Double-strand break repair by interchromosomal recombination: suppression of chromosomal translocations

• Published in: Genes & development Vol. 12; no. 24; pp. 3831 - 3842
• Main Authors: Richardson, C, Moynahan, M E, Jasin, M
• Format: Journal Article
• Language: English
• Published: United States Cold Spring Harbor Laboratory Press 15.12.1998
• Subjects: Alleles; Animals; Blotting, Southern; Cell Line; Chromosomes - genetics; Crossing Over, Genetic; Deoxyribonucleases, Type II Site-Specific - metabolism; DNA Damage - physiology; DNA Repair - genetics; DNA Replication; Gene Conversion - genetics; Gene Duplication; Genes, Reporter; In Situ Hybridization, Fluorescence; Mice; Models, Genetic; Mutation; Protein-Serine-Threonine Kinases; Proto-Oncogene Proteins - genetics; Proto-Oncogene Proteins c-pim-1; Research Paper; Sequence Homology, Nucleic Acid; Transfection; Translocation, Genetic
• ISSN: 0890-9369; 1549-5477
• DOI: 10.1101/gad.12.24.3831

To directly determine whether recombinational repair of double-strand breaks (DSBs) can occur between heterologous chromosomes and lead to chromosomal rearrangements in mammalian cells, we employed an ES cell system to analyze recombination between repeats on heterologous chromosomes.
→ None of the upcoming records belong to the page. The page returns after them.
PR #625, opened 2021-09-24
Update LIT2097OnHowt.xml

eu-genia:
Dear Marcin,
I did a small fix to the title: please check and approve if OK.
Note that you must always provide the transcription as corresp, and the English, if it corresponds to Ethiopic, should also go under the same ID (it is not t2, but t1).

We found that recombination is induced at least 1000-fold following the introduction of a DSB in one repeat. Most (98%) recombinants repaired the DSB by gene conversion in which a small amount of sequence information was transferred from the unbroken chromosome onto the broken chromosome. The remaining recombinants transferred a larger amount of information, but still no chromosomal aberrations were apparent. Thus, mammalian cells are capable of searching genome-wide for sequences that are suitable for DSB repair. The lack of crossover events that would have led to translocations supports a model in which recombination is coupled to replication.